Mozart and Gieseking - Two Forces Cross Paths...

Walter Gieseking, the great French-German pianist, possessed enormous powers outside of his world powers as a musician. Two aspects of his veritably boundless gifts were his abilities to memorize and sight-read. To  sight read, at tempo, works of Debussy; or, to read any of the works of Mozart seemingly effortlessly , among others such as Mendelssohn and Schumann, were pursuits this fabled musician was known for.
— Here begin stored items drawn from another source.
PR #7205, opened 2023-11-29
Consolidate ci detection envs

### LINKED ISSUE #6038: Consolidate ENV list for CI detection
We currently have two different list of environment variables for CI detection. One used by Bundler to include the CI where it's running with request headers, so that we can later on extract metrics. Another one introduced in RubyGems to be able to avoid needless call for updates messages on CI environments.

Since these lists are used for the same thing (detecting whether we are running on a CI environment), we should probably unify them and keep them in the same place.

nevinera:
There were two separate lists of environment variables to maintain that represented our ability to determine the CI environment, which made maintaining and updating them difficult.

I've introduced the `Gem::CIDetector`, a single abstraction responsible for "detecting the CI environment (if any)". It exposes `ci?` and `ci_strings` methods, which represent the usages the two existing sites have, and it clearly documents the provenance and expectations it makes about the presence of specific environment variables for various CI providers.

It also introduces a few effective behavioral _changes_ (though I could slice those off into another PR if preferred):

* We'll consider ourselves to be on a CI in more cases - if CI_NAME or TASKCLUSTER_ROOT_URL are set specifically, since those represent two cases that were either overlooked or are no longer covered by the existing implementation. (Or possibly TaskCluster still does provide RUN_ID, but failed to document it)
* We will notice/track a few additional services in ci_strings (cirrus, dsari, taskcluster), stop tracking 'snap' (they went under in 2017), and update buildbox to buildkite (they've been called that for 8 years, and the BUILDBOX envs have been deprecated for 3).
* We'll also sort/uniq/downcase the values (all of which only matter because of the special case of CI_NAME - probably only the `uniq` will matter in practice, as some of the providers supply `CI_NAME` alongside their own named ENV.

I also found [this](https://github.com/watson/ci-info) more complete list, and would be happy to build CIDetector out a bit more (here or in another PR) if you'd like.

(Resolves #6038)

### DIFF
--- a/bundler/lib/bundler/ci_detector.rb
+++ b/bundler/lib/bundler/ci_detector.rb
@@ -1,0 +1,75 @@
+# frozen_string_literal: true
+
+module Bundler
+  module CIDetector
+    # NOTE: Any changes made here will need to be made to both lib/rubygems/ci_detector.rb and
+    # bundler/lib/bundler/ci_detector.rb (which are enforced duplicates).
+    # TODO: Drop that duplication once bundler drops support for RubyGems 3.4
+    #
+    # ## Recognized CI providers, their signifiers, and the relevant docs ##
+    #
+    # Travis CI   - CI, TRAVIS            https://docs.travis-ci.com/user/environment-variables/#default-environment-variables
+    # Cirrus CI   - CI, CIRRUS_CI         https://cirrus-ci.org/guide/writing-tasks/#environment-variables
+    # Circle CI   - CI, CIRCLECI          https://circleci.com/docs/variables/#built-in-environment-variables
+    # Gitlab CI   - CI, GITLAB_CI         https://docs.gitlab.com/ee/ci/variables/
+    # AppVeyor    - CI, APPVEYOR          https://www.appveyor.com/docs/environment-variables/
+    # CodeShip    - CI_NAME               https://docs.cloudbees.com/docs/cloudbees-codeship/latest/pro-builds-and-configuration/environment-variables#_default_environment_variables
+    # dsari       - CI, DSARI             https://github.com/rfinnie/dsari#running
+    # Jenkins     - BUILD_NUMBER          https://www.jenkins.io/doc/book/pipeline/jenkinsfile/#using-environment-variables
+    # TeamCity    - TEAMCITY_VERSION      https://www.jetbrains.com/help/teamcity/predefined-build-parameters.html#Predefined+Server+Build+Parameters
+    # Appflow     - CI_BUILD_ID           https://ionic.io/docs/appflow/automation/environments#predefined-environments
+    # TaskCluster - TASKCLUSTER_ROOT_URL  https://docs.taskcluster.net/docs/manual/design/env-vars
+    # Semaphore   - CI, SEMAPHORE         https://docs.semaphoreci.com/ci-cd-environment/environment-variables/
+    # BuildKite   - CI, BUILDKITE         https://buildkite.com/docs/pipelines/environment-variables
+    # GoCD        - GO_SERVER_URL         https://docs.gocd.org/current/faq/dev_use_current_revision_in_build.html
+    # GH Actions  - CI, GITHUB_ACTIONS    https://docs.github.com/en/actions/learn-github-actions/variables#default-environment-variables
+    #
+    # ### Some "standard" ENVs that multiple providers may set ###
+    #
+    # * CI - this is set by _most_ (but not all) CI providers now; it's approaching a standard.
+    # * CI_NAME - Not as frequently used, but some providers set this to specify their own name
+
+    # Any of these being set is a reasonably reliable indicator that we are
+    # executing in a CI environment.
+    ENV_INDICATORS = [
+      "CI",
+      "CI_NAME",
+      "CONTINUOUS_INTEGRATION",
+      "BUILD_NUMBER",
+      "CI_APP_ID",
+      "CI_BUILD_ID",
+      "CI_BUILD_NUMBER",
+      "RUN_ID",
+      "TASKCLUSTER_ROOT_URL",
+    ].freeze
+
+    # For each CI, this env suffices to indicate that we're on _that_ CI's
+    # containers. (A few of them only supply a CI_NAME variable, which is also
+    # nice). And if they set "CI" but we can't tell which one they are, we also
+    # want to know that - a bare "ci" without another token tells us as much.
+    ENV_DESCRIPTORS = {
+      "TRAVIS" => "travis",
+      "CIRCLECI" => "circle",
+      "CIRRUS_CI" => "cirrus",
+      "DSARI" => "dsari",
+      "SEMAPHORE" => "semaphore",
+      "JENKINS_URL" => "jenkins",
+      "BUILDKITE" => "buildkite",
+      "GO_SERVER_URL" => "go",
+      "GITLAB_CI" => "gitlab",
+      "GITHUB_ACTIONS" => "github",
+      "TASKCLUSTER_ROOT_URL" => "taskcluster",
+      "CI" => "ci",
+    }.freeze
+
+    def self.ci?
+      ENV_INDICATORS.any? {|var| ENV.include?(var) }
+    end
+
+    def self.ci_strings
+      matching_names = ENV_DESCRIPTORS.select {|env, _| ENV[env] }.values
+      matching_names << ENV["CI_NAME"].downcase if ENV["CI_NAME"]
+      matching_names.reject(&:empty?).sort.uniq
+    end
+  end
+end
--- a/bundler/lib/bundler/fetcher.rb
+++ b/bundler/lib/bundler/fetcher.rb
@@ -95,6 +95,7 @@ module Bundler
     self.max_retries    = Bundler.settings[:retry] # How many retries for the API call
 
     def initialize(remote)
+      @cis = nil
       @remote = remote
 
       Socket.do_not_reverse_lookup = true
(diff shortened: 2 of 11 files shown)


bundler/lib/bundler/fetcher.rb
```diff
@@ -5,6 +5,7 @@
 require "securerandom"
 require "zlib"
 require "rubygems/request"
+require "rubygems/ci_detector"
```
simi, line 8: It is possible to run old RubyGems with new Bundler and this file could be missing. What to do in that case? Should we keep the current logic around as a fallback for some time? @deivid-rodriguez any idea what's common practice?

nevinera: That.. actually probably explains the problem I'm trying to resolve locally and in CI right now >.<

nevinera: Does make any shared-code plan kind of awkward though. I'm sure it's further than *I* ought to go, but it seems like there might be space for a shared library of some sort, which would get packaged with both systems?

nevinera: I guess keeping the existing bundler/fetcher code for a while makes sense - should I check `Gem.autoload?` for that?

martinemde: This is where the solutions to this type of problem live:

https://github.com/rubygems/rubygems/blob/master/bundler/lib/bundler/rubygems_ext.rb

We have to be careful not to make a huge mess though. I'm not sure if duplicating the code into here is better or worse.

nevinera: This doesn't look.. _central_ enough to belong in there, I think. What's the cross-version compatibility policy? If it's a question of keeping an extra copy of one of these methods for a few releases, that seems fine to me, but if we're talking about a long term situation then I'm not sure this ticket is worth resolving :-/

Though I think the research/documentation and the data fixes are worth keeping anyway, so I'd prefer to just split it into parts and keep the parts with the projects that use them. And possibly extract the big comment into a markdown file they both reference?

The other idea that occurs to me is to drive the behaviour from a config file, and include that in both builds. But the logic for memoizing the parsed config would be larger than what we're replacing, so it would seem silly.

bundler/lib/bundler/fetcher.rb
```diff
@@ -4,6 +4,7 @@
 require "cgi"
 require "securerandom"
 require "zlib"
+require "rubygems"
```
martinemde, line 7: I don't think it's possible that this isn't loaded, is it? I could totally be wrong.

lib/rubygems/update_suggestion.rb
```diff
@@ -62,8 +53,4 @@ def eligible_for_update?
   rescue StandardError # don't block install command on any problem
     false
   end
-
-  def ci?
```
martinemde, line 66: Any chance someone uses this? I'm thinking that even if someone does, it's better to break it and have them discover the better named CIDetector.

martinemde (approved):
This looks like a clear improvement, and the maintenance cost of duplication is no worse than before (with an eventual offramp to a single source). I'm for merging this.

martinemde:
Heheh, test failures on CI. Who could have predicted 😆

bundler/lib/bundler/fetcher.rb
nevinera: it's not - there's a `require "rubygems/request"` right below, if nothing else. I'll yank it.

lib/rubygems/update_suggestion.rb
nevinera: oh wow, you mean externally? That didn't occur to me - I checked for internal usage, but I guess it's a public method >.< `UpdateSuggestion.ci?` doesn't seem like a very _natural_ thing to call, at least..

I can

```
def ci?
  Gem::CIDetector.ci?
end
```

if you think there's any chance though.

nevinera:
> Heheh, test failures on CI. Who could have predicted 😆

.. Right. Because `ENV["CI"]` _IS_ set here, and so are the github-actions ones.
The test-helper I wrote in the other PR overrode the entire env, but the one we're using here doesn't do that. I'll update these specs to handle ENV a little more thoroughly.

bundler/lib/bundler/fetcher.rb
nevinera: A similar thought occurred to me - my idea was just to _enforce_ that they match in CI, rather than to generate one from the other, since I feel like machine-generated commits make for complicated workflows. Would that appeal to you? It feels less complex than an actual generator, and the file's not really large enough that it'll hurt much to have to duplicate changes across on the occasion that they're made..

martinemde: I like your idea of writing a test that makes sure we keep them synced. If someone is editing one, the test will help make sure they fix the other one.

nevinera: Cool, I'll get a version of that up in a bit :-)

nevinera: Alright, took a couple cycles to understand how the path helpers worked (`ruby_core?`), but that should do it - there are now `Gem::CIDetector` and `Bundler::CIDetector`; the spec for the later doesn't test functionality, just textual equivalence.

bundler/lib/bundler/ci_detector.rb
```diff
@@ -0,0 +1,75 @@
...
+      "TASKCLUSTER_ROOT_URL" => "taskcluster",
+      "CI" => "ci",
+    }.freeze
+
+    def self.ci?
+      ENV_INDICATORS.any? {|var| ENV.include?(var) }
+    end
+
+    def self.ci_strings
+      matching_names = ENV_DESCRIPTORS.find_all {|env, _| ENV[env] }.map {|_, ci| ci }
```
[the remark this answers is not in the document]
nevinera: too late! And this is definitely safe now that I bothered checking the support for the methods - I was mostly worried about Hash#select, which _felt_ recent to me (and this switch would stop supporting the enumerable-based version). But it looks like it was actually ruby 2.4, and I'm just old -.-

bundler/spec/bundler/fetcher_spec.rb
```diff
@@ -142,19 +142,20 @@
     end
 
     describe "include CI information" do
+      # We actually run these tests _on_ github actions, so these may be set during CI
+      let(:hide_vars) { { "CI" => nil, "GITHUB_ACTIONS" => nil, "CI_NAME" => nil } }
```
martinemde, line 146: This approach may be brittle to rubygems running on other CIs. What do you think of calculating the output before and after you add JENKINS_URL and checking if it includes the same set plus jenkins (possibly allowing it to already have jenkins)?

Or you could just revert to the match based test.

martinemde (commented):
One last little change. I think this should merge before the end of year release, if possible. Agree, @deivid-rodriguez?

bundler/spec/bundler/fetcher_spec.rb
nevinera: Oh, it would be - I didn't realize that was a concern!

I could just replace all of ENV for those tests, instead of setting individual values with the helper.. but your tests do really on ci ENV quite a bit. I can't _think_ of any way these particular tests could be using one, but your suggestion will be safer.

I'll get that in shortly :-)

deivid-rodriguez:
> One last little change. I think this should merge before the end of year release, if possible. Agree, @deivid-rodriguez?

Yes, this is good to ship!

bundler/spec/bundler/fetcher_spec.rb
nevinera: Sorry, that rebase also pulled the master changes in, which makes the diff hard to see imo. Here's what I did:

```patch
diff --git a/bundler/spec/bundler/fetcher_spec.rb b/bundler/spec/bundler/fetcher_spec.rb
index 332ea81c7..f764c44fa 100644
--- a/bundler/spec/bundler/fetcher_spec.rb
+++ b/bundler/spec/bundler/fetcher_spec.rb
@@ -142,20 +142,21 @@
     end
 
     describe "include CI information" do
-      # We actually run these tests _on_ github actions, so these may be set during CI
-      let(:hide_vars) { { "CI" => nil, "GITHUB_ACTIONS" => nil, "CI_NAME" => nil } }
-
       it "from one CI" do
-        with_env_vars(hide_vars.merge("JENKINS_URL" => "foo")) do
+        with_env_vars("CI" => nil, "JENKINS_URL" => "foo") do
           ci_part = fetcher.user_agent.split(" ").find {|x| x.start_with?("ci/") }
-          expect(ci_part).to eq("ci/jenkins")
+          cis = ci_part.split("/").last.split(",")
+          expect(cis).to include("jenkins")
+          expect(cis).not_to include("ci")
         end
       end
 
       it "from many CI" do
-        with_env_vars(hide_vars.merge("TRAVIS" => "foo", "GITLAB_CI" => "gitlab", "CI_NAME" => "MY_ci")) do
+        with_env_vars("CI" => "true", "SEMAPHORE" => nil, "TRAVIS" => "foo", "GITLAB_CI" => "gitlab", "CI_NAME" => "MY_ci") do
           ci_part = fetcher.user_agent.split(" ").find {|x| x.start_with?("ci/") }
-          expect(ci_part).to eq("ci/gitlab,my_ci,travis")
+          cis = ci_part.split("/").last.split(",")
+          expect(cis).to include("ci", "gitlab", "my_ci", "travis")
+          expect(cis).not_to include("semaphore")
         end
       end
     end
```

martinemde:
Thank you for this improvement, @nevinera.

One of the truly singular memories I have of my younger years was a prized gift at one of my birthdays; namely  the complete solo works of Mozart, played by Gieseking. I remember that it took almost ten hours to listen to these works just once. My mouth must have constantly been agape at the dimension of the solo works of Amadeus, not only in the experience of hearing the reality of his creations, but also at the reality of this pianist being able to, at  any appointed moment during this period of Gieseking's life,  play any of these works from memory.
Later on, as my musical education wore on, I realized that there WAS an omission in this giant Mozart Lexicon; and that was the so-called London Sketches that Mozart wrote during his 8th and 9th years. I can only suppose that Gieseking did not think much of these little pieces the genius child had written during, I believe, a family trip to the British Isle.
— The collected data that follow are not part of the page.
PR #7209, opened 2023-11-30
Update `SharedHelpers#major_deprecation` to support a `removed_message` parameter

### LINKED ISSUE #3662: Improve `SharedHelpers.major_deprecation`

nevinera:
#3662 - Essentially, the `major_deprecation` helper is mostly used for _deprecation warnings_, but those deprecation warnings get automatically promoted into _errors_ after one major version, and the messages in many cases are either no longer exactly accurate or no longer make sense at all (as they were written about future plans, but are being read after that future has come to pass).

* Add an optional `removed_message` keyword argument to the method - if supplied, it will be used instead of `message` in the "current version is greater than the deprecating version" case. This allows the caller of the method to supply two messages, one for "You should stop doing that, cause it's going away" and another for "you can't do that Dave".
* Walk all of the _existing_ call-sites - for each of them:
  - if it is already written to make sense in each context, just leave it alone. They might be made clearer without the constraint of needing to be written that way, but I lack the context to do a good job of it (but feel free to supply replacement copy-pairs if any of those are bothering you and I'll add em in here)
  - otherwise, duplicate the message text (usually by extracting it to a pair of variables and literally copying the text), and update the `replaced_message` to be appropriately past-tense and refer to removals instead of deprecations, etc.

(Fixes #3662)


deivid-rodriguez (approved):
I think this is simple and gets the job done 👍. I think I'd maybe name the kwarg `removed_message`, what do you think?

nevinera:
Sure, that'll be a bit clearer - I'll update it this evening.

For me, Gieseking has always been one of the truly miraculous pianists of his, or any times. His approach to Mozart has such a magnificent sense of direction and purity, let alone a sound the likes  of which can only be heard, and not described.
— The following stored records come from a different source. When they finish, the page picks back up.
PR #7212, opened 2023-11-30
Fix `--build-root` option incorrectly installing to user dir inside build root

### LINKED ISSUE #7083: --build-root option is not respected anymore

deivid-rodriguez:

~I was hoping that this changes would fix #7083, but I can't reproduce the issue either in current master.~

Changes in #5327 made `--build-root` start installing into user dir inside the build root.

It builds the fix on a change in the approach to #5327 that makes it easier to fix this kind of issue and should also be more robust, since it does not require to keep a list of commands that the warning applies to, and to save whether we fallback or not to check the result somewhere else.

With the new approach in place, it gets simpler to fix the problem, since `build-root` is prepended in the exact same place where the fallback to installing to the user directory happens.

Fixes #7083.


lib/rubygems/installer.rb
```diff
@@ -676,7 +676,14 @@ def process_options # :nodoc:
...
     @gem_home = @install_dir
-    @gem_home ||= options[:user_install] ? Gem.user_dir : Gem.dir
+    @gem_home ||= if options[:user_install]
+      Gem.user_dir
+    elsif !ENV.key?("GEM_HOME") && (File.exist?(Gem.dir) && !File.writable?(Gem.dir))
+      say "Defaulting to user installation because default installation directory (#{Gem.dir}) is not writable."
+      Gem.user_dir
+    else
+      Gem.dir
+    end
```
duckinator, line 686: Adding this change will fix `--build-root` as well.

```suggestion
    @gem_home = @install_dir || Gem.dir

    # `--build-root` overrides `--user-install` and auto-user-install
    if @build_root.nil?
      if options[:user_install]
        @gem_home = Gem.user_dir
      elsif !ENV.key?("GEM_HOME") && (File.exist?(Gem.dir) && !File.writable?(Gem.dir))
        say "Defaulting to user installation because default installation directory (#{Gem.dir}) is not writable."
        @gem_home = Gem.user_dir
      end
    end
```

deivid-rodriguez: Yep, that makes sense to me! I'll work on complementing your fix with a test tomorrow!

duckinator: Made a slight edit to my suggestion (added `!options[:install_dir] && `) because I had accidentally broken `--install-dir` taking priority over `--user-install`.

duckinator:
@deivid-rodriguez here's a patch that takes this PR and both fixes `--build-root` and adds a test for it: [0001-Make-build-root-disable-auto-user-install.patch](https://github.com/rubygems/rubygems/files/13519506/0001-Make-build-root-disable-auto-user-install.patch)

If you'd like, I can push the changes myself.

Otherwise, you can download the patch file and run `git am 0001-Make-build-root-disable-auto-user-install.patch`.

(Since this is your PR, I didn't want to push changes without your permission.)

lib/rubygems/installer.rb
duckinator: Marking as resolved, in favor of the patch (with a test) I mentioned at <https://github.com/rubygems/rubygems/pull/7212#issuecomment-1835268767>.

lib/rubygems/installer.rb
```diff
@@ -675,8 +675,17 @@ def process_options # :nodoc:
 
     @build_args = options[:build_args]
 
-    @gem_home = @install_dir
-    @gem_home ||= options[:user_install] ? Gem.user_dir : Gem.dir
+    @gem_home = @install_dir || Gem.dir
+
+    # `--build-root` overrides `--user-install` and automatically falling back to installing into user home when default home is not writable
+    if @build_root.nil? && @install_dir.nil?
```
voxik, line 681: Honestly, this code makes me uneasy. How is user supposed to figure this out if I can't read it?This IMHO just underlines that the design is wrong. I can't imagine I'd like to see every time installing gem the message Defaulting to user installation ....

deivid-rodriguez: I don't understand how this implementation makes you uneasy and you were fine with the previous one. This PR essentially fixes a bug that you reported yourself. 

> I can't imagine I'd like to see every time installing gem the message Defaulting to user installation ....

Ideally you'll fix your permissions, add `--user-install` to your .gemrc, set GEM_HOME, or whatever option to make the warning go away. But my question is, does this PR change the current existing behavior in the master branch regarding this? 🤔

deivid-rodriguez: > Can we remove something? Can we drop the --build-root option and use --install-dir instead?

I don't understand your suggestion. Is it related to this PR?

deivid-rodriguez: Regarding what to do with `--build-root` in combination with the fallback to user installation, I discussed it with @duckinator and we decided the easiest way would be to ignore the fallback. Normally `--build-root` is a directory that doesn't yet have gem home or user gem home created inside it, so I think it would not apply anyways to most situations since none of the involved directories yet exist?

But I'm happy to iterate or change the behavior if this causes problems for OS packagers (main users of this flag). Let's keep this PR though focused on fixing this bug and keeping existing behavior otherwsise.

duckinator: If you don't want the message every time you can fix permissions, use `--user-install`, or use `--install-dir`. The auto user install feature is intended to make RubyGems work out of the box basically everywhere while respecting user and OS-provided configuration, and leaned heavily on existing practices of other package managers (primarily pip). 

However, this PR is about fixing a breaking bug. I agree with @deivid-rodriguez -- let's keep this PR focused on that.

duckinator: To clarify: I'm open to the idea of removing `--build-root` if it's redundant, but we'd definitely want to coordinate with OS/distro packagers and make sure there's documentation for about migrating away from it. 

We're trying to make it easier for end users, but we don't want that to come at the cost of everyone else (like you and other OS/distro packagers) having a harder time. So I think getting this PR in place so everything is at least working, document how it works, _then_ discussing more dramatic changes like removing `--build-root` is the way to go.

voxik: > > Can we remove something? Can we drop the --build-root option and use --install-dir instead?
> 
> I don't understand your suggestion. Is it related to this PR?

This was the change needed to workaround the broken `--build-root` option:

https://src.fedoraproject.org/fork/vondruch/rpms/ruby/c/c48e6174fc8c9c79dc525e57b1bc56373260f8db?branch=ruby-3.3

Is is worth of keeping such option, which does the implementation just more complex? Should we just drop it?

deivid-rodriguez: > Come on, this is not about "my permission". This is about standards such as FHS. On Fedora, Ruby is installed into system /usr/ directory. This directory is managed by RPM and it is good idea if only RPM manages content of this system location.

Sorry, this "you" wasn't personal, I know this would not be a permissions issue in the Fedora's case. I just meant to enumerate a few ways to turn off the warning for the different situations where it could be triggered.

> It changes what was done by https://github.com/rubygems/rubygems/pull/7100. It makes buildroot again more exceptional then it deserves. There was no exception for --user-install, where as there is with this PR.

I'm really confused, I asked for behavioral changes. If we add no exception here, we still simplify the code a lot but we don't fix the problem that you reported yourself. Do you prefer your code from #7100 to be left untouched, or the issue fixed? I explained already why I think `--build-root` deserves an exception here and I also think it's fundamentally different from `--user-install` so I'm not sure removing it would make sense. But happy to discuss as a separate issue.

> And the logic is so unreadable, that there must be comment, which does not explain a lot. Maybe the @build_root.nil? should not be here at this place if the installation should be into @build_root + Gem.dir. But that was not the status prior this PR.

I'm not sure what you mean, but I'll note that your feedback in this thread is coming as unnecessarily hostile, and quite unhelpful to me.

deivid-rodriguez:
@duckinator This is ready from my side. I'd just like to give this a final rebase & some commit squashing, but I'll wait for a final review pass from you in case you have some comments!

duckinator:
@deivid-rodriguez rebase and squash away. 👍

PR #7214, opened 2023-12-01
Make `rake` just run RubyGems tests

deivid-rodriguez:

This is just something very minor with a very easy workaround (just get used to running `rake test` instead), so happy to close if there's any disagreement.

My take is that the default `rake` task should be for something you run often. And I've never wanted to run both the RubyGems and Bundler test suites in sequence. Also my muscle memory keeps running this for RubyGems tests since that's how it worked for years until we integrated Rake tasks of Bundler and RubyGems. So the end result is that every time I run `rake`, I cancel Bundler tests once they start.

I know this does bring some nice symmetry, but I don't think it's useful. Again, happy to close if other maintainers disagree.

Only run RubyGems tests as the default task.

### DIFF
--- a/Rakefile
+++ b/Rakefile
@@ -83,7 +83,7 @@ namespace "test" do
   end
 end
 
-task :default => [:test, :spec]
+task :default => [:test]
 
 spec = Gem::Specification.load(File.expand_path("rubygems-update.gemspec", __dir__))
 v = spec.version


martinemde:
I don't feel strongly about this, but I usually expect rake to be the first thing I run on a fresh project to verify that everything is up and running.

Is bundler a separate project that happens to be in the same repository and it has a separate setup and doesn't need to work right away? Is bundler a critical piece of this repo that must work?

I imagine we're someday koving twards bundler shipping with rubygems, locked to the same version and not upgrade able separately. In this future the tests must all work. If this is not the future then separate is fine.

deivid-rodriguez:
Yeah, I was not really convinced about this. Let me just close this, I think it's reasonable to consider everything together.

PR #7367, opened 2024-01-09
Add .ruby-version to .gitignore

martinemde:

The [discussion](https://github.com/rubygems/rubygems/discussions/7074) about `.ruby-version` made me realize one of the minor annoyances with this repo is that it doesn't auto-switch to the ruby I want to use for development.

Allow `.ruby-version` to exist, ignored by git, so that chruby and the like can switch automatically but not have it impact anything besides local dev.

The only reason not to do this is if we thought it would encourage some bad behavior. Personally I always switch to the same ruby for working or rubygems anyway, or use the default. This just makes it automatic if you choose to do so, and doesn't require your default to be the same as what you use for rubygems development.

### DIFF
--- a/.gitignore
+++ b/.gitignore
@@ -1,5 +1,6 @@
 *.rbc
 *.swp
+.ruby-version
 .DS_Store
 /.idea
 /.rdoc


hsbt (approved):
👍

segiddins (approved):

deivid-rodriguez (approved):
No issues with this either!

Even in the years before digital technology, the sounds that Gieseking was able to cajole from a percussion instrument, especially in the music of Debussy - well, listen to the analog recordings for yourself.
I saw him just once, as a youngster - and I am quite sure that not  since his time has there been a pianist with as deep a pool of sound production, other than, perhaps, Michelangeli.
Do judge for yourself!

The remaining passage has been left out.